_Brief_
Lift out all lines below that contain "only".

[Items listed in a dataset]
╭──

Issue #1833, opened 2017-08-21
`Traverse[Free[F, ?]]` is missing.


sellout:
The `Cofree` instance is there, but not one for `Free`, so I’m guessing it’s an oversight.

aaronlevin:
I can take a stab at adding this.

aaronlevin:
We can close this as the above PR was merged. /cc @sellout

PR #1840, opened 2017-08-21
Add Foldable and Traversable instances for Free

aaronlevin:
Addresses https://github.com/typelevel/cats/issues/1833 .

### DIFF
--- a/free/src/main/scala/cats/free/Free.scala
+++ b/free/src/main/scala/cats/free/Free.scala
@@ -55,6 +55,20 @@ sealed abstract class Free[S[_], A] extends Product with Serializable {
   }
 
   /**
+   * A combination of step and fold.
+   */
+  private[free] final def foldStep[B](
+    onPure: A => B,
+    onSuspend: S[A] => B,
+    onFlatMapped: ((S[X], X => Free[S, A]) forSome { type X }) => B
+  ): B = this.step match {
+    case Pure(a) => onPure(a)
+    case Suspend(a) => onSuspend(a)
+    case FlatMapped(Suspend(fa), f) => onFlatMapped((fa, f))
+    case _ => sys.error("FlatMapped should be right associative after step")
+  }
+
+  /**
    * Run to completion, using a function that extracts the resumption
    * from its suspension functor.
    */
@@ -161,7 +175,7 @@ sealed abstract class Free[S[_], A] extends Product with Serializable {
     "Free(...)"
 }
 
-object Free {
+object Free extends FreeInstances {
 
   /**
    * Return from the computation with the given value.
@@ -248,5 +262,58 @@ object Free {
       def pure[A](a: A): Free[S, A] = Free.pure(a)
       override def map[A, B](fa: Free[S, A])(f: A => B): Free[S, B] = fa.map(f)
       def flatMap[A, B](a: Free[S, A])(f: A => Free[S, B]): Free[S, B] = a.flatMap(f)
+    }
+}
+
+private trait FreeFoldable[F[_]] extends Foldable[Free[F, ?]] {
+
+  implicit def F: Foldable[F]
+
+  override final def foldLeft[A, B](fa: Free[F, A], b: B)(f: (B, A) => B): B =
+    fa.foldStep(
+      a => f(b, a),
+      fa => F.foldLeft(fa, b)(f),
+      { case (fx, g) => F.foldLeft(fx, b)((bb, x) => foldLeft(g(x), bb)(f)) }
+    )
+
+  override final def foldRight[A, B](fa: Free[F, A], lb: Eval[B])(f: (A, Eval[B]) => Eval[B]): Eval[B] =
+    fa.foldStep(
+      a => f(a, lb),
+      fa => F.foldRight(fa, lb)(f),
+      { case (fx, g) => F.foldRight(fx, lb)( (a, lbb) => foldRight(g(a), lbb)(f)) }
+    )
+}
+
+private trait FreeTraverse[F[_]] extends Traverse[Free[F, ?]] with FreeFoldable[F] {
+  implicit def TraversableF: Traverse[F]
+
+  def F: Foldable[F] = TraversableF
+
+  override final def traverse[G[_], A, B](fa: Free[F, A])(f: A => G[B])(implicit G: Applicative[G]): G[Free[F, B]] =
+    fa.resume match {
+      case Right(a) => G.map(f(a))(Free.pure(_))
+      case Left(ffreeA) => G.map(TraversableF.traverse(ffreeA)(traverse(_)(f)))(Free.roll(_))
+    }
+
+  // Override Traverse's map to use Free's map for better performance
+  override final def map[A, B](fa: Free[F, A])(f: A => B): Free[F, B] = fa.map(f)
+}
+
+sealed private[free] abstract class FreeInstances {
+
+  implicit def catsFreeFoldableForFree[F[_]](
+    implicit
+    foldableF: Foldable[F]
+  ): Foldable[Free[F, ?]] =
+    new FreeFoldable[F] {
+      val F = foldableF
+    }
+
+  implicit def catsFreeTraverseForFree[F[_]](
+    implicit
+    traversableF: Traverse[F]
+  ): Traverse[Free[F, ?]] =
+    new FreeTraverse[F] {
+      val TraversableF = traversableF
     }
 }
--- a/free/src/test/scala/cats/free/FreeTests.scala
+++ b/free/src/test/scala/cats/free/FreeTests.scala
@@ -3,7 +3,7 @@ package free
 
 import cats.arrow.FunctionK
 import cats.data.EitherK
-import cats.laws.discipline.{CartesianTests, MonadTests, SerializableTests}
+import cats.laws.discipline.{CartesianTests, FoldableTests, MonadTests, SerializableTests, TraverseTests}
 import cats.laws.discipline.arbitrary.catsLawsArbitraryForFn0
 import cats.tests.CatsSuite
 
@@ -17,6 +17,19 @@ class FreeTests extends CatsSuite {
 
   checkAll("Free[Option, ?]", MonadTests[Free[Option, ?]].monad[Int, Int, Int])
   checkAll("Monad[Free[Option, ?]]", SerializableTests.serializable(Monad[Free[Option, ?]]))
+
+  locally {
+    implicit val instance = Free.catsFreeFoldableForFree[Option]
+
+    checkAll("Free[Option, ?]", FoldableTests[Free[Option,?]].foldable[Int,Int])
+    checkAll("Foldable[Free[Option,?]]", SerializableTests.serializable(Foldable[Free[Option,?]]))
+  }
+
+  locally {
+    implicit val instance = Free.catsFreeTraverseForFree[Option]
+    checkAll("Free[Option,?]", TraverseTests[Free[Option,?]].traverse[Int, Int, Int, Int, Option, Option])
+    checkAll("Traverse[Free[Option,?]]", SerializableTests.serializable(Traverse[Free[Option,?]]))
+  }
 
   test("toString is stack-safe") {
     val r = Free.pure[List, Int](333)


aaronlevin:
Hmm, the `JS` build failed. I'll look into this.

free/src/main/scala/cats/free/Free.scala
```diff
@@ -250,3 +250,40 @@ object Free {
...
+  implicit def FunctorF: Functor[F]
+
+  override final def foldLeft[A,B](fa: Free[F,A], b: B)(f: (B,A) => B): B =
+    fa.fold(f(b,_), F.foldLeft(_,b)((bb,freeA) => foldLeft(freeA,bb)(f)))
+
+  override final def foldRight[A,B](fa: Free[F,A], lb: Eval[B])(f: (A, Eval[B]) => Eval[B]): Eval[B] =
+    fa.fold(f(_, lb), F.foldRight(_,lb)( (freeA,eb) => foldRight(freeA,eb)(f)))
+}
+
+private trait FreeTraverse[F[_]] extends Traverse[Free[F,?]] with FreeFoldable[F] {
```
peterneyens: You can override `map` here to use `Free#map` which is more efficient than the default `map` for `Traverse` (`traverse` with `Id`).

free/src/main/scala/cats/free/Free.scala
```diff
@@ -250,3 +250,40 @@ object Free {
...
+
+sealed private[free] abstract class FreeInstances {
+
+  implicit def catsFoldableForFree[F[_] : Functor : Foldable]: Foldable[Free[F,?]] =
+    new FreeFoldable[F] {
+      def F = implicitly
+      def FunctorF = implicitly
+    }
+
+  implicit def catsTraverseForFree[F[_] : Functor : Traverse]: Traverse[Free[F, ?]] =
```
peterneyens: `Traverse` is a `Functor` as well, so you can drop the `Functor` requirement.

I think we generally prefer "explicit implicits" (is that a thing?), compared to context bounds.

free/src/main/scala/cats/free/Free.scala
```diff
@@ -250,3 +250,40 @@ object Free {
...
+    new FreeTraverse[F] {
+      def F = implicitly
+      def FunctorF = implicitly
```
peterneyens: These `def`s can be `val`s.

free/src/main/scala/cats/free/Free.scala
aaronlevin: Good point, I'll do that!

free/src/main/scala/cats/free/Free.scala
aaronlevin: Hah, I was copying the style from `Cofree`, but I'm happy to add explicit implicits.

aaronlevin:
One question I had regarded which `Foldable[F]` instance to use in `Traverse[Free[F,?]]`. I'm assuming this _must_ be the `Foldable[F]` which corresponds to the `Traverse[F]`. I tried to check the `Traverse` laws but didn't find anything online stating how `Traverse` relates to `Foldable`.

If it's not the case that the `Foldable[F]` used in `Traverse[Free[F,?]]` does not need to correspond to the `Traverse[F]` instance, then I think the selection should be pushed down to the `catsTraverseForFree` (effectively adding a third implicit for `Foldable[F]`). 

But my gut tells me how its implemented now is correct (fwiw both styles pass the tests).

free/src/main/scala/cats/free/Free.scala
```diff
@@ -250,3 +250,53 @@ object Free {
...
+      ffreeA => G.map(TraversableF.traverse(ffreeA)(traverse(_)(f)))(Free.roll(_))
+    )
+
+  // Override Traverse's map to use Free's map for better performance
+  override final def map[A,B](fa: Free[F, A])(f: A => B): Free[F, B] = fa.map(f)
+}
+
+sealed private[free] abstract class FreeInstances {
+
+  implicit def catsFoldableForFree[F[_]](
```
peterneyens: It is not really documented outside issue https://github.com/typelevel/cats/issues/1061 itself (it should probably be added to [these guidelines](https://typelevel.org/cats/guidelines.html)): the implicit values in Cats are prefixed with the package.

So these implicits would be `catsFreeFoldableForFree` and `catsFreeTraverseForFree`.

free/src/main/scala/cats/free/Free.scala
```diff
@@ -250,3 +250,53 @@ object Free {
...
+    }
+
+  implicit def catsTraverseForFree[F[_]](
+    implicit
+    functorF: Functor[F],
+    traversableF: Traverse[F]
+  ): Traverse[Free[F, ?]] =
+    new FreeTraverse[F] {
+      val TraversableF = traversableF
+      val FunctorF = functorF
```
peterneyens: You might have missed my previous comment, but `Traverse[F]` is also a `Functor[F]`.
So you could write : 

```scala
implicit def catsTraverseForFree[F[_]](implicit F: Traverse[F]): Traverse[Free[F, ?]] =
  new FreeTraverse[F] {
    val TraversableF = F
    val FunctorF = F
  }
```

peterneyens:
Generally if a datatype implements multiple typeclasses in a hierarchy, the the implicits are overridden by a more powerful instance.

For example in `OptionT` : 
- [`Foldable`](https://github.com/typelevel/cats/blob/master/core/src/main/scala/cats/data/OptionT.scala#L280) and [`Traverse`](https://github.com/typelevel/cats/blob/master/core/src/main/scala/cats/data/OptionT.scala#L290).
- [`Eq`](https://github.com/typelevel/cats/blob/master/core/src/main/scala/cats/data/OptionT.scala#L320), [`PartialOrder`](https://github.com/typelevel/cats/blob/master/core/src/main/scala/cats/data/OptionT.scala#L326) and [`Order`](https://github.com/typelevel/cats/blob/master/core/src/main/scala/cats/data/OptionT.scala#L332).

free/src/main/scala/cats/free/Free.scala
aaronlevin: Ah, yes, I did miss that. Thanks!

free/src/main/scala/cats/free/Free.scala
aaronlevin: cool. Thanks, I've updated.

aaronlevin: I also created an issue for this: https://github.com/typelevel/cats/issues/1841

aaronlevin:
FYI, I'll squash and rebase when the tests pass and I've incorporated all your feedback. Thanks again, @peterneyens !!

aaronlevin:
The tests passed, so I've squashed. Should be ready to merge.

peterneyens:
Given that these methods are recursive, we should probably use `resume` and pattern match instead of `fold` to reduce some stack space.

I think we can make `foldRight` stack safe as well :
```scala
fa.resume match {
  case Left(fFreeA) =>
    F.foldRight(fFreeA, lb)( (freeA, eb) => 
      eb.flatMap(b => foldRight(freeA, Eval.now(b))(f))
    )
  case Right(a) => f(a, lb)
}
```

peterneyens:
Hmm, it seems `Foldable[Free[F, ?]]` as it stands also requires `Functor[F]` as it uses `fold` (or `resume`), which means that there is only a `Foldable` instance for `Free` given a `Traverse[F]` (`Foldable` + `Functor`).

It seems that Scalaz uses a `foldStep` method which uses the underlying representation of `Free` (which doesn't need a `Functor[F]` in `Free.liftF`) to support `Foldable[Free[F, ?]]` for just `Foldable[F]`.

So either we have to add something similar to `foldStep` or we only provide the `Traverse` instance.

aaronlevin:
@peterneyens ok, I'll add `foldStep` and see about implementing `Foldable` without `Functor` (I double-checked the Haskell implementation and indeed the `Functor[F]` constraint is not present).

aaronlevin:
(I'll also see about making `foldRight` stack-safe)

aaronlevin:
@peterneyens OK, so I've implemented `foldStep` and removed the `Functor` constraint on `Foldable[Free[F,?]]`. My one issue is I don't really know how / what to test for `foldStep`. It's kind of a weird function.

peterneyens:
I think we probably want to hide `foldStep` as it would expose the actual implementation of `Free` compared to the one provided by `resume` / `fold` / ...

If we hide `foldStep` I don't think it needs tests, `step` also doesn't have tests itself. 

As the name suggest `foldStep` is a combination of `step` and a  `fold` and I think it could have been implemented using `step` as well : 

```scala
this.step match {
  case Pure(a) => onPure(a)
  case Suspend(a) => onSuspend(a)
  case FlatMapped(Suspend(fa), f) => onFlatMapped((fa, f))
  case _ => sys.error("FlatMapped should be right associative after step") // :(
}
```

aaronlevin:
@peterneyens ok, I've implemented `foldStep` in terms of `step` as you suggested. I've also rebased and (I hope) fixed all the build issues.

peterneyens:
Not sure if you know, but you can run scalastyle locally as well in sbt using `scalastyle`.

aaronlevin:
ah, hah. I was doing that before, but I wasn't prefixing it with the project (e.g. `scalastyle` vs `freeJVM/scalastyle`) and I was confused because the errors in travis were happening on the `JS` project. _anyway_, got it now and that will be helpful for sure!

everything should be good now.

free/src/main/scala/cats/free/Free.scala
```diff
@@ -55,6 +55,20 @@ sealed abstract class Free[S[_], A] extends Product with Serializable {
   }
 
   /**
+   * A combination of step and fold.
+   */
+  final def foldStep[B](
```
peterneyens: I think we need to make this `private[free]` to not expose the actual representation of `Free` compared to `Either[F[Free[F, A]]], A]` which is exposed by `resume` and `fold`.

free/src/main/scala/cats/free/Free.scala
```diff
@@ -250,3 +264,57 @@ object Free {
...
+      a => f(b, a),
+      fa => F.foldLeft(fa, b)(f),
+      { case (fx, g) => F.foldLeft(fx, b)((bb, x) => foldLeft(g(x), bb)(f)) }
+    )
+
+  override final def foldRight[A, B](fa: Free[F, A], lb: Eval[B])(f: (A, Eval[B]) => Eval[B]): Eval[B] =
+    fa.foldStep(
+      a => f(a, lb),
+      fa => F.foldRight(fa, lb)(f),
+      { case (fx, g) => F.foldRight(fx, lb)( (a, lbb) => foldRight(g(a), lbb)(f)) }
```
peterneyens: I think that `lbb.flatMap(bb => foldRight(g(a), Eval.now(bb))(f))` instead of `foldRight(g(a), lbb)(f)` should make this stack safe.

We should probably add a test to check this. Something like (haven't compiled this):

```scala
val n = 50000
val freeOption: Int => Free[Option, Int] = Free.pure(x)
val free = (0 to n).foldLeft(freeOption(0))((r, _) => r.flatMap(n => freeOption(n + 1)))
free.foldRight(0)((a, lb) => lb.map(_ + a)) should (n)
```

free/src/main/scala/cats/free/Free.scala
aaronlevin: done!

free/src/main/scala/cats/free/Free.scala
aaronlevin: i've added the test!

aaronlevin:
@peterneyens I'm not savvy about understanding `Free`'s stack usage, but two comments about that test:

1. as the test is written, both my definition and your definition pass (i.e. I did not observe the stack overflow)
2. I also used the same test as above to test `foldLeft` and it was also stack safe.

Is this expected.

peterneyens:
I am sorry, it seems my comments about `foldRight` don't apply any more after you introduced `foldStep`.

Feel free to revert back to your original `foldRight` implementation. Maybe you can adapt the `foldRight` stack safety test to check `foldLeft` as well?

aaronlevin:
@peterneyens ok, I've updated and added the `foldLeft` tests. I'm not quite sure if the tests actually test the stack safety as I've not yet seen a failing case, but I can try to find the old, pre-`foldStep` implementation and check that it breaks the stack.

aaronlevin:
@peterneyens I just tried with the old implementations of `foldLeft` and `foldRight` using `Free.fold` (and adding the `Functor[F]` constraint), and the stacks did not explode.

So I'm not convinced that example is actually testing the stack. I'm also unsure if there is a problem with the stacks. Perhaps the implementation of `foldLeft` and `foldRight` are ok?

peterneyens:
It seems you are right, not sure what I tried yesterday which let to a stack overflow. Sorry for the confusion.

free/src/main/scala/cats/free/Free.scala
```diff
@@ -250,3 +264,57 @@ object Free {
...
+      val F = foldableF
+    }
+
+  implicit def catsFreeTraverseForFree[F[_]](
+    implicit
+    traversableF: Traverse[F]
+  ): Traverse[Free[F, ?]] =
+    new FreeTraverse[F] {
+      val TraversableF = traversableF
+      val FunctorF = traversableF
```
peterneyens: This `val FunctorF` isn't used any more right?

aaronlevin: fixed.

aaronlevin:
@peterneyens ok, I've just squashed everything. so I think this is good. Who can merge this?

PR #1845, opened 2017-08-23
Adding the origami project to the list of Typelevel projects using cats

etorreborre:
This is a proposal to add `origami` to the list of Typelevel projects using cats. However if I remember correctly one of the criteria for being part of the system is to have a compiler-checked documentation which doesn't exist anymore (it was there on a previous version of the library). I will add it and maybe then we can merge in this PR? Is anything else needed?


fthomas:
Having compiler-checked documentation is a requirement for being a Typelevel project. I don't think we have such strict requirements for the list of projects that use Cats data types and type classes.

Therefore :+1:

etorreborre:
Thanks, I guess my next PR will be on `https://github.com/typelevel/typelevel.github.com` then :-).

PR #2488, opened 2018-09-12
Kill scala-collection-compat

travisbrown:
Are we sure we even need this? I just ran `buildJVM` on my laptop for 2.13.0-M4 and it worked just fine.

### DIFF
--- a/build.sbt
+++ b/build.sbt
@@ -36,8 +36,6 @@ lazy val commonSettings = Seq(
     Resolver.sonatypeRepo("releases"),
     Resolver.sonatypeRepo("snapshots")),
   fork in test := true,
-  libraryDependencies ++= Seq(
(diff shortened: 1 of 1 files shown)


kailuowang:
Just went through the original PR adding M4 support, it is not needed indeed.
What happened was that there were a lot of deprecations in collections whose migration can't be cross compiled without `scala-collection-compat`. it turned out that even with `scala-collections-compat` it was still too much work, so we ended up disabling the deprecation warnings in 2.13-M4 build and roll back those changes. The dependency, however, was left alone. 

Once build green I am going to merge this one and cherry-pick it back to 1.3.x branch and release a 1.3.2. 
Thanks @travisbrown!

travisbrown:
Thanks much @kailuowang, @LukaJCB!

╰──

_Output for this exercise_
Hmm, it seems `Foldable[Free[F, ?]]` as it stands also requires `Functor[F]` as it uses `fold` (or `resume`), which means that there is only a `Foldable` instance for `Free` given a `Traverse[F]` (`Foldable` + `Functor`).
So either we have to add something similar to `foldStep` or we only provide the `Traverse` instance.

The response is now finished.